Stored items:
● ● ● ●

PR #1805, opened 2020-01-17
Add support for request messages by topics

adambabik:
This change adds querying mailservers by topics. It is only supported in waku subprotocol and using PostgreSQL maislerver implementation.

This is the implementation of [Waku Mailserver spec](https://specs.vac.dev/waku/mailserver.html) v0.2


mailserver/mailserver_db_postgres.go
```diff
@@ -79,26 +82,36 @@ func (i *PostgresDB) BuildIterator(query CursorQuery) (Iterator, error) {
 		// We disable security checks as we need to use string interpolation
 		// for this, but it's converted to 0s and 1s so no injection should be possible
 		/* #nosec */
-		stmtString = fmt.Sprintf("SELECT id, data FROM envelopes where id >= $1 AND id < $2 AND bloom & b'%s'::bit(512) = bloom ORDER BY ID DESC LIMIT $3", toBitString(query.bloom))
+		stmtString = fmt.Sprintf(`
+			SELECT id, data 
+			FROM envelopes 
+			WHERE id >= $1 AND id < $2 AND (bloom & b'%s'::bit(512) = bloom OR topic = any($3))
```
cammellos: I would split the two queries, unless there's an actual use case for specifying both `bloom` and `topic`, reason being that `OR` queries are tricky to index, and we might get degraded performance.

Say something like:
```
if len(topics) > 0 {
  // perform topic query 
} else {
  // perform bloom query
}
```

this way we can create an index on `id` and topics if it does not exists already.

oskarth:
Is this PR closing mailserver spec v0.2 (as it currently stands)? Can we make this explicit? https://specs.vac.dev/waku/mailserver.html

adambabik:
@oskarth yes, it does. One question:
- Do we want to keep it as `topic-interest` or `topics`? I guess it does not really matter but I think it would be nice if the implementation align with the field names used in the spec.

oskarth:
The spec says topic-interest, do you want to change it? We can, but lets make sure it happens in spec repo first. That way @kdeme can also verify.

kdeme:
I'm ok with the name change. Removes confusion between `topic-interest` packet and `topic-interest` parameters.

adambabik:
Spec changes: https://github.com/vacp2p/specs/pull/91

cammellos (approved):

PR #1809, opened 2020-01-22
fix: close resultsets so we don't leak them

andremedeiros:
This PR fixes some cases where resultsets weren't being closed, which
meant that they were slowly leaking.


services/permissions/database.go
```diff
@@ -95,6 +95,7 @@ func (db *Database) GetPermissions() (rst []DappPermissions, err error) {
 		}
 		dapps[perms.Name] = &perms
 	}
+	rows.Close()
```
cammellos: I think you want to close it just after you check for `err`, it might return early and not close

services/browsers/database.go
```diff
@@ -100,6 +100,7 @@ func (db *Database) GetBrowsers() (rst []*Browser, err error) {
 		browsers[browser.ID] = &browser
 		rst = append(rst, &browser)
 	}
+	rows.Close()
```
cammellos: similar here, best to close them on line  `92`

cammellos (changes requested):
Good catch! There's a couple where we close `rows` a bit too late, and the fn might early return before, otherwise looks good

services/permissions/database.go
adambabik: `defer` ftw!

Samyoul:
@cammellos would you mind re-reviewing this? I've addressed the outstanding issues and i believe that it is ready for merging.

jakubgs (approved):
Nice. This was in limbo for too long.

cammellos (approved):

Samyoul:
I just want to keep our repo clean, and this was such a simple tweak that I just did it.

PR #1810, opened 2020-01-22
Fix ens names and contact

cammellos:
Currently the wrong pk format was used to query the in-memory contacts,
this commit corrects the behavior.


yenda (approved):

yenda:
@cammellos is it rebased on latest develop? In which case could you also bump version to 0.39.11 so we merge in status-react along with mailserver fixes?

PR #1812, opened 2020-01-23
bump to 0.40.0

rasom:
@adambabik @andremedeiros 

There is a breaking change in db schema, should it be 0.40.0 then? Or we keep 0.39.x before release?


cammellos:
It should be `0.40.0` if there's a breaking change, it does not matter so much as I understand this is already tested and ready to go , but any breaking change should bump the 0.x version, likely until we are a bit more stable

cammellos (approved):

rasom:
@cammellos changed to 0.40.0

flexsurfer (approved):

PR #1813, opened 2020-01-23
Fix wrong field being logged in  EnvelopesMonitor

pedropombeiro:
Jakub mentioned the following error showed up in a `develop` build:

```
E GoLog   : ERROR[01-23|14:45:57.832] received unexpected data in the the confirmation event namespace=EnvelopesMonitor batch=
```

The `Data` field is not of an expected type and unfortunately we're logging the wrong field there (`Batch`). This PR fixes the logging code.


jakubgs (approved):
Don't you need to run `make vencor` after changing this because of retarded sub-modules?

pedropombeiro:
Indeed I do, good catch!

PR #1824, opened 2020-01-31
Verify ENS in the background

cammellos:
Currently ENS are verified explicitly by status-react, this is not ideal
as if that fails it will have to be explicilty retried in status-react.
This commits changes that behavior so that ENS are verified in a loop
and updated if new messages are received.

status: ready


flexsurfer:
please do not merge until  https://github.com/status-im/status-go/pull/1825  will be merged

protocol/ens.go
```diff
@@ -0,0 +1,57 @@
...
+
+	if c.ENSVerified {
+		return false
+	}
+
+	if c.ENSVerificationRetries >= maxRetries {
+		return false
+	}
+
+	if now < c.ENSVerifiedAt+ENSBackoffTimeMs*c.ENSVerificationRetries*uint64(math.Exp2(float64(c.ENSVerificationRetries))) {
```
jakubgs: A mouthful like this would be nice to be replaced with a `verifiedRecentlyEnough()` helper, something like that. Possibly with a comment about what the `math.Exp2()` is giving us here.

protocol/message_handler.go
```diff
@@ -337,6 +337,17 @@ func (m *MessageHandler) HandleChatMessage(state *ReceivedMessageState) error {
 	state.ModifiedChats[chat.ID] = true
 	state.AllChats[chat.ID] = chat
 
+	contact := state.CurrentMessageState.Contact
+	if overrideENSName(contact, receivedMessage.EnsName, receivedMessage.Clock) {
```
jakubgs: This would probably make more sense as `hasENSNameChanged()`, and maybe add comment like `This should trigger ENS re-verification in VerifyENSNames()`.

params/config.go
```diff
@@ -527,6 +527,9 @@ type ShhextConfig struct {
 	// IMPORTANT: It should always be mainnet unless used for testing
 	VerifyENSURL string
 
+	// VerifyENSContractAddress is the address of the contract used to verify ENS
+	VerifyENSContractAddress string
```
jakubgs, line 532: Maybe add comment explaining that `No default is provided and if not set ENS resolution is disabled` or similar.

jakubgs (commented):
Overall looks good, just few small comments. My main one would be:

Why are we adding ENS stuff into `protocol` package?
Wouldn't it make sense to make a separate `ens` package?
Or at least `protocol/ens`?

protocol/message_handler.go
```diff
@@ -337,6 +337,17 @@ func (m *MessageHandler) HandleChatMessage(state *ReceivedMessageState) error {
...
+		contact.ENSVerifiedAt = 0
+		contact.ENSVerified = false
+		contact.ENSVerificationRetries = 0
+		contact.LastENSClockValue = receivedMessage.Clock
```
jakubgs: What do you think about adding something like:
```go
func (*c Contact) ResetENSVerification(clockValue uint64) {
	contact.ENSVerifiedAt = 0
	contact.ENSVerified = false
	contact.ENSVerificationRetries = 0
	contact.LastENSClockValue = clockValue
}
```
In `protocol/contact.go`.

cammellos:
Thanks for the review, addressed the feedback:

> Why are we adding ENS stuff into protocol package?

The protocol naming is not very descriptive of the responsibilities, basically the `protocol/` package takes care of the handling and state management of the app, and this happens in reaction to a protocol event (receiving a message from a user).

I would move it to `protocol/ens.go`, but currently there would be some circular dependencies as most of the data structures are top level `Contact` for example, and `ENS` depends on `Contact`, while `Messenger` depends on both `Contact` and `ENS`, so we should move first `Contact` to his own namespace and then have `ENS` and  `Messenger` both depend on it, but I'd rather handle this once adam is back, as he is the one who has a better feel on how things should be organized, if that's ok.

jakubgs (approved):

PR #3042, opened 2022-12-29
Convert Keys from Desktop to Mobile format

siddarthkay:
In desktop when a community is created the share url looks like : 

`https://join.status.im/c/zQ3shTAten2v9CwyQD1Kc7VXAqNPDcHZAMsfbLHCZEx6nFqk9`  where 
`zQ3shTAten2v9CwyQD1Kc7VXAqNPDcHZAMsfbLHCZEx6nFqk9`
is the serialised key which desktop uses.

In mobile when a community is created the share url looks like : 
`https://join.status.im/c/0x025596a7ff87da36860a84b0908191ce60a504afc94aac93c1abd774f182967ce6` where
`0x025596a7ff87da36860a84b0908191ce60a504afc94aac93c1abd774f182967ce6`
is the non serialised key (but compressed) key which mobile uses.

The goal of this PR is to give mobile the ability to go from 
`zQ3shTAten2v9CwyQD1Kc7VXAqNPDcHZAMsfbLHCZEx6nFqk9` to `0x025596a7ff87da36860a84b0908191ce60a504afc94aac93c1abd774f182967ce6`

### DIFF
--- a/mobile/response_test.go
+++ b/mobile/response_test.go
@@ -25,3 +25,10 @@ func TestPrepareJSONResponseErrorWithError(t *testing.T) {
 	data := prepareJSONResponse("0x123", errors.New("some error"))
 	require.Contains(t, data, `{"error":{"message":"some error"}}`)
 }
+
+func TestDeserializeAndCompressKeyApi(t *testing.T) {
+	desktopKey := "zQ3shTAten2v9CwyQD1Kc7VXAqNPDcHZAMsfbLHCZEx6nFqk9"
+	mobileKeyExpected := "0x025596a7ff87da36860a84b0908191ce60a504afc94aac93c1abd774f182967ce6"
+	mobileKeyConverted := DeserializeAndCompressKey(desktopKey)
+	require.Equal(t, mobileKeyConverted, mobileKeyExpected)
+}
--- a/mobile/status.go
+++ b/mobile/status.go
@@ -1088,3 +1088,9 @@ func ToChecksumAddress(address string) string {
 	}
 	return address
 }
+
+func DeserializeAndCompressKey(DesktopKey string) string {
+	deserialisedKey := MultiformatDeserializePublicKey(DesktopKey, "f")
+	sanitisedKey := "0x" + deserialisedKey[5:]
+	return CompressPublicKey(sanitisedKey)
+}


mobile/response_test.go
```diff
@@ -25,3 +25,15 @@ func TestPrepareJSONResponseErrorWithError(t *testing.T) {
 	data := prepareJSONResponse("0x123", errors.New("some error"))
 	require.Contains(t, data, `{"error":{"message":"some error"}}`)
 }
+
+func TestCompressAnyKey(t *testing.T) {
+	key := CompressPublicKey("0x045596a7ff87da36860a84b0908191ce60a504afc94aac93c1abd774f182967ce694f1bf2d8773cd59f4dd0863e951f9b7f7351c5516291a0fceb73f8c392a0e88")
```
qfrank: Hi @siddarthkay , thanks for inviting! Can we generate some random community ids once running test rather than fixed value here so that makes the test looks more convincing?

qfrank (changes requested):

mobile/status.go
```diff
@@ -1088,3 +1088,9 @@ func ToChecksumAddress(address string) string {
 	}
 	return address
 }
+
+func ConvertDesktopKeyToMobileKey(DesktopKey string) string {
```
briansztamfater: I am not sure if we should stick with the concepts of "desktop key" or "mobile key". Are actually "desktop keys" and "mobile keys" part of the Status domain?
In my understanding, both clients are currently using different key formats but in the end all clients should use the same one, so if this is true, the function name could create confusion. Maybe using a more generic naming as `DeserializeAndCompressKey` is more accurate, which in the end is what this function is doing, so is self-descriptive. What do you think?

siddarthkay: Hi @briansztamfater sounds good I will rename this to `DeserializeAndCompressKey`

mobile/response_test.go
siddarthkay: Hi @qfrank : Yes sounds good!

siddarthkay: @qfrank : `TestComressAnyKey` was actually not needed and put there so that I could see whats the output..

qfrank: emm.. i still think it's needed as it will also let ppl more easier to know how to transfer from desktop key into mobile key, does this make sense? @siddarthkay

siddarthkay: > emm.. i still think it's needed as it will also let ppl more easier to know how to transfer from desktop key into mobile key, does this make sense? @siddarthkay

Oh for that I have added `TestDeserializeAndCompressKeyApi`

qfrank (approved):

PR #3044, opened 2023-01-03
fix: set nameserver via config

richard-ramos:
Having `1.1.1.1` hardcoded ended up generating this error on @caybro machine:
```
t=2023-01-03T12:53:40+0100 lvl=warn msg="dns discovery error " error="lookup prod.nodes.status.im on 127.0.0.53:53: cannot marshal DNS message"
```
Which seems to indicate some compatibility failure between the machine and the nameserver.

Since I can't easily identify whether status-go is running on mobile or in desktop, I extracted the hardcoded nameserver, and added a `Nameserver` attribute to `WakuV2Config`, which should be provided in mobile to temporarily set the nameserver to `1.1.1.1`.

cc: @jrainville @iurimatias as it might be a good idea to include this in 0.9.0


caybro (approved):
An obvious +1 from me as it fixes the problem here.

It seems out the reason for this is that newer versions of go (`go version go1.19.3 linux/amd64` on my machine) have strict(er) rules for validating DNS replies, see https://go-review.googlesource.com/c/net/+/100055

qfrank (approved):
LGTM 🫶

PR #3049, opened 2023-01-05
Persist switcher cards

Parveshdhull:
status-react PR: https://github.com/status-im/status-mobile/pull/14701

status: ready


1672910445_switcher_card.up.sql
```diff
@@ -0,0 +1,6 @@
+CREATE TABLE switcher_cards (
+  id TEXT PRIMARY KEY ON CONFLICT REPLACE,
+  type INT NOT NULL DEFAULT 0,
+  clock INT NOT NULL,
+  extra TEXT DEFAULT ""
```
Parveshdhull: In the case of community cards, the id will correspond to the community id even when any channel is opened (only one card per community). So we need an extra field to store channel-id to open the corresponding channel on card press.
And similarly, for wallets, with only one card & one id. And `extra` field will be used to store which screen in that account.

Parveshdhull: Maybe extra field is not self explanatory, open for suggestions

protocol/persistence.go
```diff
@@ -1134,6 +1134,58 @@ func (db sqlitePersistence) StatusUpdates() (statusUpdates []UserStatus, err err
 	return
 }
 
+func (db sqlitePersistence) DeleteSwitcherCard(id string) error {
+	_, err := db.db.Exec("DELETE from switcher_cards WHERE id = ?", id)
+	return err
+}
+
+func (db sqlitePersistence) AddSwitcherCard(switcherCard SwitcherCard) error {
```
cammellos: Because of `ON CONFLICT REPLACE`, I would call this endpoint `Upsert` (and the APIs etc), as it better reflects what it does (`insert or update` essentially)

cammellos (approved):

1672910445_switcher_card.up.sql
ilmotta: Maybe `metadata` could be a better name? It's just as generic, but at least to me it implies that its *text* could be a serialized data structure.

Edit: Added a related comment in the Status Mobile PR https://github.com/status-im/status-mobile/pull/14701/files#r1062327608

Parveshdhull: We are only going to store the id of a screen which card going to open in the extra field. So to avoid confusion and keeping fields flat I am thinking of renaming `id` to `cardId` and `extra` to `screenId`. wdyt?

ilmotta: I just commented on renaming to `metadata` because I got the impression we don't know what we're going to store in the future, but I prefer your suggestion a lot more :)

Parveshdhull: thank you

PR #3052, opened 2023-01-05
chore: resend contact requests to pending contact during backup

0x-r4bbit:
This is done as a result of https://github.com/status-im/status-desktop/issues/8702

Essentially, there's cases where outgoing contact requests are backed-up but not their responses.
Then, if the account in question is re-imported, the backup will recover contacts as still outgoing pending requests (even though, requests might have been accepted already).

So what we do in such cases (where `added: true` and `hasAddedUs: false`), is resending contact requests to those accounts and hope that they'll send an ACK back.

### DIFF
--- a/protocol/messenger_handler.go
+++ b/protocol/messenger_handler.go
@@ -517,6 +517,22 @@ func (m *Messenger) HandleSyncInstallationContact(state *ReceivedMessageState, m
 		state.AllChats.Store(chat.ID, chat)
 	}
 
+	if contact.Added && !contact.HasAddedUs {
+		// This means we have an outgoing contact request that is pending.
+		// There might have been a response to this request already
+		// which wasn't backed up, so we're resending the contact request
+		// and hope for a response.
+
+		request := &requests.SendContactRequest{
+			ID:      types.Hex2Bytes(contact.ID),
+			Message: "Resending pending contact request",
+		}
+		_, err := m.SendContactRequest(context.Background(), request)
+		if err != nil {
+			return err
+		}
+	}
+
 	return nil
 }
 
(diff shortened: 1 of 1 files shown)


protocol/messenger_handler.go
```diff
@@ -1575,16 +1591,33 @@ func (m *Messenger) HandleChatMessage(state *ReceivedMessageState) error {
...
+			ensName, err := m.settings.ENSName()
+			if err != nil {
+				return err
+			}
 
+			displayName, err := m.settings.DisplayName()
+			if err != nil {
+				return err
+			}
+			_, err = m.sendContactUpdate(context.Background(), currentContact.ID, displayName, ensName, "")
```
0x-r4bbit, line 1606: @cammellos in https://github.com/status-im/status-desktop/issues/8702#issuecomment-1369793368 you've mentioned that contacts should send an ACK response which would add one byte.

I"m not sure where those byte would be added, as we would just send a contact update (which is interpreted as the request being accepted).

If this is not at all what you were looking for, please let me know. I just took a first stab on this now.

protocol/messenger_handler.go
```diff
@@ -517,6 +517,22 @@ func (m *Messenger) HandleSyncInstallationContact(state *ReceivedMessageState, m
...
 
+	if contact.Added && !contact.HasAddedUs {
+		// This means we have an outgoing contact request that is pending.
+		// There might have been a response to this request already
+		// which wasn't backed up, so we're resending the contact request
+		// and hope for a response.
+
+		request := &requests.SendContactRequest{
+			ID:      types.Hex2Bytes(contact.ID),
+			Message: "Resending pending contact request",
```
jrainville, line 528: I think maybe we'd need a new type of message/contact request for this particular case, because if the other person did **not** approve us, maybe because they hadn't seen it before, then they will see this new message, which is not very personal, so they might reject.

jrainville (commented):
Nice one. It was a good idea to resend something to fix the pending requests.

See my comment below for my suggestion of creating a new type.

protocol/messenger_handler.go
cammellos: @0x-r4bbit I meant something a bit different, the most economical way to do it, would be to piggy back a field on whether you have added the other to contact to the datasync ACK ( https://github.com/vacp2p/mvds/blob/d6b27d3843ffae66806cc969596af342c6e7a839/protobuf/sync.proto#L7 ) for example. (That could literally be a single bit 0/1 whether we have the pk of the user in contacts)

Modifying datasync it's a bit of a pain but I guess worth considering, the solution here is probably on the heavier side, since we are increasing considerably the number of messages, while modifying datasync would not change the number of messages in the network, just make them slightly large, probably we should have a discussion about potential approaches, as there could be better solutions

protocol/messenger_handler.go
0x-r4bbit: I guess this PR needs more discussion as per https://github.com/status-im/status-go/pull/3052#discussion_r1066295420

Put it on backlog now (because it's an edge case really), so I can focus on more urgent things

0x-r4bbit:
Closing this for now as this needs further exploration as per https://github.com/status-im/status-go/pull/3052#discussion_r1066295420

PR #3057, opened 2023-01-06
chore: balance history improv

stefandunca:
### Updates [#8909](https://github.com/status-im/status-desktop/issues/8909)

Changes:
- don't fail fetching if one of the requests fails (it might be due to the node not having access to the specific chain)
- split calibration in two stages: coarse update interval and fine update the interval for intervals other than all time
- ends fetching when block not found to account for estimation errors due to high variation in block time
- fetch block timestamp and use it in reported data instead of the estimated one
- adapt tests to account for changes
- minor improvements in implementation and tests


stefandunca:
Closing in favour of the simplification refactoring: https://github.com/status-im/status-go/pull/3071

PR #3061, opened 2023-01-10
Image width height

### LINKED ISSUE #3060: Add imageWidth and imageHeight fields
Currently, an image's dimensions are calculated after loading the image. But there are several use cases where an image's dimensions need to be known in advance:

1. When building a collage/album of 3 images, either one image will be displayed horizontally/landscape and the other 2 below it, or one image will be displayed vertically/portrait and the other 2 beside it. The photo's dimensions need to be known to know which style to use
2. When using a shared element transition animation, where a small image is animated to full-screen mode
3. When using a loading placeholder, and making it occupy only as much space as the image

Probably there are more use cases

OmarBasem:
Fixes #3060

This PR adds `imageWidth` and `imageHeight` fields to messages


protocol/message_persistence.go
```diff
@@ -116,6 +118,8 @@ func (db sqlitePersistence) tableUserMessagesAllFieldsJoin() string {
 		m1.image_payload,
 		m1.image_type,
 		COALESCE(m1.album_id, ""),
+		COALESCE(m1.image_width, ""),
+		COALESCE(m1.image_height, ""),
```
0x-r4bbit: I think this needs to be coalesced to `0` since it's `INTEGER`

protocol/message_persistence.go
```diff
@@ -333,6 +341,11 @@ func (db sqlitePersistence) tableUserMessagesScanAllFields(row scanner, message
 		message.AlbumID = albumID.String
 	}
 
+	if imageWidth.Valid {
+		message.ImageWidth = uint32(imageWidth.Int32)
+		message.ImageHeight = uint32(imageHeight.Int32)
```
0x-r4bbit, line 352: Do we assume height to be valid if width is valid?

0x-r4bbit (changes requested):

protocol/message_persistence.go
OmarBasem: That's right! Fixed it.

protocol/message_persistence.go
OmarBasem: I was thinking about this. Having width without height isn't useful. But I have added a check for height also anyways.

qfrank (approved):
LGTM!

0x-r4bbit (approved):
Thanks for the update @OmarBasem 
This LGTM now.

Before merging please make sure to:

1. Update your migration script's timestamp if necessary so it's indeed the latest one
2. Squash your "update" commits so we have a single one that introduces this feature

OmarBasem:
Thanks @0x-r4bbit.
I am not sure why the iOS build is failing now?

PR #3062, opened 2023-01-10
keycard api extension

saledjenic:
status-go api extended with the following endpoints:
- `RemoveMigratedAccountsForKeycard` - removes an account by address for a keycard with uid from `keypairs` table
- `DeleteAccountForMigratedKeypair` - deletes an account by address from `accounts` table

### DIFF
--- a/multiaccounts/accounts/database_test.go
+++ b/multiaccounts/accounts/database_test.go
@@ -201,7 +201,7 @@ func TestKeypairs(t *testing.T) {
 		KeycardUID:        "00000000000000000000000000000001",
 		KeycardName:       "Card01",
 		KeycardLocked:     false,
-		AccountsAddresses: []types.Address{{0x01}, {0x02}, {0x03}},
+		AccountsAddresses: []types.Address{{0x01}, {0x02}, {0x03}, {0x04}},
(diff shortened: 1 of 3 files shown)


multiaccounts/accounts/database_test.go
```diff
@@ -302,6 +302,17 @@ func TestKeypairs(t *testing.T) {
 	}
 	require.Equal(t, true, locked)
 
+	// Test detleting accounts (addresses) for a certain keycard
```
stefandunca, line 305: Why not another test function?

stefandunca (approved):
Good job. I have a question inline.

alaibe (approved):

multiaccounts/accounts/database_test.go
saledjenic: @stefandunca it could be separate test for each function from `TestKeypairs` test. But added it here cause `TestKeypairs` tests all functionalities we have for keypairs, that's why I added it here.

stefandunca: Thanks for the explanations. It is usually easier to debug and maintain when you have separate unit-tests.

● ● ● ●

→ ABOUT THIS TASK
Within the data above, the span starting at the line containing "PR #1812, opened 2020-01-23" and ending at the line containing "It should be" is to be retyped exactly, with no other lines.

→ RESPONSE BOX
PR #1812, opened 2020-01-23
bump to 0.40.0

rasom:
@adambabik @andremedeiros 

There is a breaking change in db schema, should it be 0.40.0 then? Or we keep 0.39.x before release?


cammellos:
It should be `0.40.0` if there's a breaking change, it does not matter so much as I understand this is already tested and ready to go , but any breaking change should bump the 0.x version, likely until we are a bit more stable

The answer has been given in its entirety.